Stan Bergstein's Daily Racing Form columnsWith permission of Daily Racing Form,
Stan Bergstein’s bi-weekly
columns for that publication will appear
here every other week.
December 30, 2004
Thoroughbred racing at dawn of
2005
As a new year dawns, here is where things stand
in Thoroughbred racing in North America.
In the West, we have a new edition of Wayne's
World, the cast headed this time around by the wily Wayne
Gertmenian. The entrenched leader of the Jockeys' Guild,
Gertmenian, eying the grossly overpaid athletes of professional
baseball, basketball, and football, hopes to add jockeys to their
ranks. How? By having the industry pay not only for their accident
insurance but also for their images on television and simulcasting
screens.
Gertmenian wants tracks to pay jockeys
appearance money, a proposal that will lead to fraternal bloodshed
in the coming year. Tom Meeker was on target when he told the
Racing Symposium in Tucson in early December that the jockeys "are
preparing to go to war." Gertmenian has fired the first salvo, and
the battle is joined.
In the East, we have the quaintly named Friends
of New York Racing, all non-New Yorkers, all powerful racing
interests, and all driven, we are asked to believe, by a burst of
altruism that has led them to drop a million dollars or so into
Tim Smith's new pot to help improve New York racing. A bright
schoolboy with an inquiring mind might ask, "Why would they do
that?" And the kid next to him, whose dad might be a horseplayer,
would tell him, "Because NYRA's franchise is up for grabs in two
years, dummy."
In the South, we have the toothless tiger,
the much-ballyhooed "reform" of auction sales. Cot Campbell was
credited with doing the impossible by herding these cats, and he
did, but he didn't declaw them, and he certainly hasn't tamed
them. They still can scratch and bite without fear of retribution,
since the 21 members of Campbell's Sales Integrity Task Force took
the reforms only "as far as they deemed necessary." They were not
inclined nor empowered to provide penalties for misdeeds, or for
enforcement of the new code.
As Satish Sanan, the prime mover of auction
reform, observed, "The proof of the pudding will be the
implementation."
Men as successful as Sanan, who sought true
transparency - complete disclosure by sellers, agents, and vets -
are pragmatists, understanding and accepting reality, and he knows
better than anyone that the new "code," while a major step
forward, falls far short of true reform.
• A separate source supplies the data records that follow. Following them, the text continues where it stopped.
PR #80, opened 2022-01-13
Fix #79: create_schema() will interpret columns with all NA as string

### LINKED ISSUE #79: Set type for empty CSV fields to `string`, not `boolean` in `create_schema()`
When adding a resource from a CSV, a schema will be created for the file. `read_delim()` will interpret empty fields in the CSV files as `logical` (see https://github.com/tidyverse/readr/issues/839). For the interpretation to a Table Schema, it would be better if those were set to `string`, not `boolean`.

The only way I see on how to do that is to see if there's a way to see if all values in the column are `NA` and if so, set that column to `string`.

@damianooldoni thoughts?

peterdesmet:
This is not only done for data frames as result of `read_delim()` in `add_resource()`, but all data frames, since it is default R behaviour to set columns with all `NA` as logical.

The function `create_schema()` now handles these. Note that the data frame itself is not altered, only the field type in the resulting `schema` will be set to `string` rather than `boolean` for these columns.

I used `lapply()` with anonymous function. Alternative would be dplyr functions:

```R
dplyr::mutate(df, dplyr::across(tidyselect::where(all(is.na)), as.character))
```

but that requires tidyselect as dependency and it will raise an error for col names that are `NA` (allowed, there is a test for that).

### DIFF
--- a/R/create_schema.R
+++ b/R/create_schema.R
@@ -79,7 +79,7 @@ create_schema <- function(data) {
   # Columns with all NA are considered logical by R (and read_delim)
   # Set those to character, since string is a better default for Table Schema
   data_as_list <- lapply(data, function(x) {
-    if (all(is.na(x))) {
+    if (is.logical(x) & all(is.na(x))) {
       as.character(x)
     } else {
       x
--- a/R/create_schema.R
+++ b/R/create_schema.R
@@ -76,6 +76,16 @@ create_schema <- function(data) {
     )
   )
 
+  # Columns with all NA are considered logical by R (and read_delim)
+  # Set those to character, since string is a better default for Table Schema
+  data_as_list <- lapply(data, function(x) {
+    if (all(is.na(x))) {
+      as.character(x)
+    } else {
+      x
+    }
+  })
+
   # Create fields (a list of lists)
   fields <- purrr::imap(data_as_list, function(x, name) {
     # Name
--- a/R/create_schema.R
+++ b/R/create_schema.R
@@ -77,38 +77,37 @@ create_schema <- function(data) {
   )
 
   # Create fields (a list of lists)
-  fields <-
-    purrr::imap(data, function(x, name) {
-      # Name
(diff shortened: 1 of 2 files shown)


damianooldoni (changes requested):
See example below:

```
library(frictionless)
# Create a data frame
df <- data.frame(
  id = c(as.integer(1), as.integer(2)),
  timestamp = c(
    as.POSIXct("2020-03-01 12:00:00", tz = "EET"),
    as.POSIXct("2020-03-01 18:45:00", tz = "EET")
  ),
  life_stage = factor(c("adult", "adult"), levels = c("adult", "juvenile")),
  age = c(NA_integer_, NA_integer_)
)
# Create a Table Schema from the data frame
schema <- create_schema(df)
str(schema)
#> List of 1
#>  $ fields:List of 4
#>   ..$ :List of 2
#>   .. ..$ name: chr "id"
#>   .. ..$ type: chr "integer"
#>   ..$ :List of 2
#>   .. ..$ name: chr "timestamp"
#>   .. ..$ type: chr "datetime"
#>   ..$ :List of 3
#>   .. ..$ name       : chr "life_stage"
#>   .. ..$ type       : chr "string"
#>   .. ..$ constraints:List of 1
#>   .. .. ..$ enum: chr [1:2] "adult" "juvenile"
#>   ..$ :List of 2
#>   .. ..$ name: chr "age"
#>   .. ..$ type: chr "string"
```
Created on 2022-01-13 by the reprex package (v2.0.1)

If the data.frame contains a column full of `NA_integer_`, it should not be set to `"string"`, but to `"integer"`. A column with `NA_real_` should be set to `number`. About complex numbers I don't know if the type `"number"` encompasses it and so the corresponding `NA_complex_`.

@peterdesmet: what do you think?

peterdesmet:
Fixed in df6ce93.

damianooldoni (approved):
Nice! Approved 👍

PR #84, opened 2022-01-17
Fix #83

### LINKED ISSUE #83: Can we remove dplyr dependency
dplyr is the heaviest dependency, both in size as in number of its own dependencies. It is used 7 times in package. Might be useful to investigate if it can be removed.

``` r
library(itdepends)
library(dplyr)
library(frictionless)
uses <- suppressWarnings(itdepends::dep_usage_pkg("frictionless"))
uses %>% filter(pkg == "dplyr")
#> # A tibble: 7 × 2
#>   pkg   fun      
#>   <chr> <chr>    
#> 1 dplyr pull     
#> 2 dplyr arrange  
#> 3 dplyr desc     
#> 4 dplyr as_tibble
#> 5 dplyr as_tibble
#> 6 dplyr bind_rows
#> 7 dplyr recode
```

<sup>Created on 2022-01-14 by the [reprex package](https://reprex.tidyverse.org) (v2.0.1)</sup>

peterdesmet:
Decided to **not drop** dplyr:

1. It's `bind_cols()` is much faster than the default `rbind()` ([source](https://stackoverflow.com/a/59482527/2463806))
2. It would require loading `tibble`, which is about the same size. `as_tibble()` and `tibble()` are exported from `dplyr` (as is `%>%`)

What was changed in this PR is an update of the util function `unique_sorted()` which now no longer requires dplyr (but just base R) and is a bit easier to read.

### DIFF
--- a/R/utils.R
+++ b/R/utils.R
@@ -18,18 +18,16 @@ replace_null <- function(x, replacement) {
 #' Get unique vector values sorted by how often they occur
 #'
 #' @param x Vector, e.g. `c("a", "b", "b", "b", "a")`.
-#' @return Vector with unique values sorted by occurrence, e.g. `c("b", "a")`.
+#' @return Vector with unique values sorted by desc. count, e.g. `c("b", "a")`.
 #' @family helper functions
 #' @noRd
 unique_sorted <- function(x) {
-  dplyr::pull(
-    dplyr::arrange(
-      # Create data.frame with values ("Group.1") and how often they occur ("x")
-      stats::aggregate(x, by = list(x), FUN = length),
-      dplyr::desc(x)
-    ),
-    "Group.1"
-  )
+  # Create data frame with values and how often they occur
+  df <- stats::aggregate(x, by = list(x), FUN = length)
+  colnames(df) <- c("value", "count")
+  # Sort dataframe on count (can only be ascending) and retrieve values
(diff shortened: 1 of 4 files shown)


R/utils.R
```diff
@@ -18,18 +18,16 @@ replace_null <- function(x, replacement) {
...
-      dplyr::desc(x)
-    ),
-    "Group.1"
-  )
+  # Create data frame with values and how often they occur
+  df <- stats::aggregate(x, by = list(x), FUN = length)
+  colnames(df) <- c("value", "count")
+  # Sort dataframe on count (can only be ascending) and retrieve values
+  values <- df[with(df, order(count)),][[1]]
+  rev(values) # Reverse order
```
damianooldoni, line 30: Maybe can you use arg `decreasing` in L29 and remove 30? To be tested...

damianooldoni (approved):
Nice. Yes, I agree with maintaining `dplyr` as package, so being able to use `as_tibble()` and `%>%` for example and so other packages as `mgrittr` and `tibble` are not needed. And if `bind_rows` is faster van basic R function `rbind`, then no doubts anymore! Just check my only comment about the use of `order` and `rev`. For the rest, keep the nice work! 💪

R/utils.R
peterdesmet: I have tried, that didn't work.

PR #85, opened 2022-01-17
Set `format`, `mediatype` and `encoding` for added CSV resources

### LINKED ISSUE #78: Add `format`, `mediatype` and `encoding` properties to resource created from CSV file
Set following properties when adding CSV file with `add_resource()` (as they might deviate from the default):

- [ ] `format`
- [ ] `mediatype`
- [ ] `encoding`

peterdesmet:
Fix #78


damianooldoni (approved):
Great work and fast!
Now that you have `utils` officially among dependencies you can use all its powerful tools which are used behind the screen by many other packages. I saw `utils::tail()` for example.

PR #87, opened 2022-01-18
Warn on unknown encodings and read with UTF-8

### LINKED ISSUE #86: `read_resource` can't read resources with encoding UTF-8 with BOM
As noted in https://github.com/frictionlessdata/specs/issues/613, the [Data Resource](https://specs.frictionlessdata.io/data-resource/#optional-properties) spec doesn't specify how the [byte order mark (BOM)](https://en.wikipedia.org/wiki/Byte_order_mark) should be handled. It is also worth noting that, probably because UTF-8 with BOM is not an encoding _per se_, it is not [registered with IANA](https://www.iana.org/assignments/character-sets/character-sets.xhtml) and therefore doesn't have a preferred MIME name.

When using `frictionless.py` describe, it will use the identifier `utf-8-sig`. However, `readr` [doesn't expect anything explicit](https://github.com/tidyverse/readr/issues/1187#issuecomment-811847866) for reading csv files with BOM, and we get the following error

``` r
library(frictionless)

dp <- read_package("https://raw.githubusercontent.com/dados-mg/datapackage-reprex/utf-8-bom/datapackage.json")

dp |> read_resource("utf-8-bom")
#> Error: Unknown encoding utf-8-sig
```

It might be a good idea to simply replace `utf-8-sig` and `utf-8-bom` (and the uppercase versions) with `utf-8`.

Ps. Although the use of [BOM is neither required nor recommended](https://en.wikipedia.org/wiki/Byte_order_mark#cite_note-4), we are currently using BOM in the files that we produce because of the large number of excel users among the consumers of our data.

peterdesmet:
Fix #86.


tests/testthat/test-read_resource.R
```diff
@@ -350,12 +350,74 @@ test_that("read_resource() understands encoding", {
...
+    )
+  )
+
+  resource <- suppressWarnings(read_resource(p, "mark_decimal"))
+  expect_identical(resource$num, expected_value) # 3000000.30
+  expect_identical(resource$num_undefined, expected_value) # 3000000.30
+
+  # Non-default decimalChar/groupChar
+  warnings <- capture_warnings(read_resource(p, "mark_decimal_group"))
+  expect_true(length(warnings) == 3) # 2 warnings + 1 parsing failure last field
```
damianooldoni, line 399: From my personal experience, this kind of checks can be fragile against refactoring.
If you can find test examples where only one warning at a time is returned instead of 2 warning and 1 parsing failure, would make the unit-tests very robust.

damianooldoni (approved):
Nice work. Just a note about unit-tests. Still, PR approved!

tests/testthat/test-read_resource.R
peterdesmet: I agree, but this one is specifically designed to raise 2 warnings (and a parsing error). So, I'll leave it.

Connivers do not trade on
good faith, and the auction world is their picnic ground.
In the North, one of the far-seeing thinkers of
North American racing, David Willmot, president and CEO of
Woodbine Entertainment, has taken perhaps the most significant
action of all in racing in 2004, and will unveil it sometime in
2005. It is wireless technology.
Three years ago, at a racing congress in Las
Vegas, my son, who toils as Enterprise Strategy Manager at
Microsoft, told leaders of racing that the next five years were
critical, and that if they did not catch up and keep up with
technology they would suffer serious harm from the innovative
hands of competition. He said racing needed to make certain that
players could use existing and fast-developing technology by
betting - and viewing the races on which they bet - from their
cars, their offices, their bathrooms, and their bedrooms.
This idea has far-reaching consequences, of
course, for a sport and industry that still tries to count filled
seats at a racetrack as the measuring stick of success, despite
the fact that only 15 percent or so of money wagered takes place
from people in those seats.
Willmot and his Woodbine technicians understand
the wireless evolution taking place, and are positioning
themselves to meet the challenge. I have seen their pioneering
effort, still in progress but nearing completion, and it is
impressive and proactive.
Those who get to use it will like it, hopefully
in the new year soon getting under way.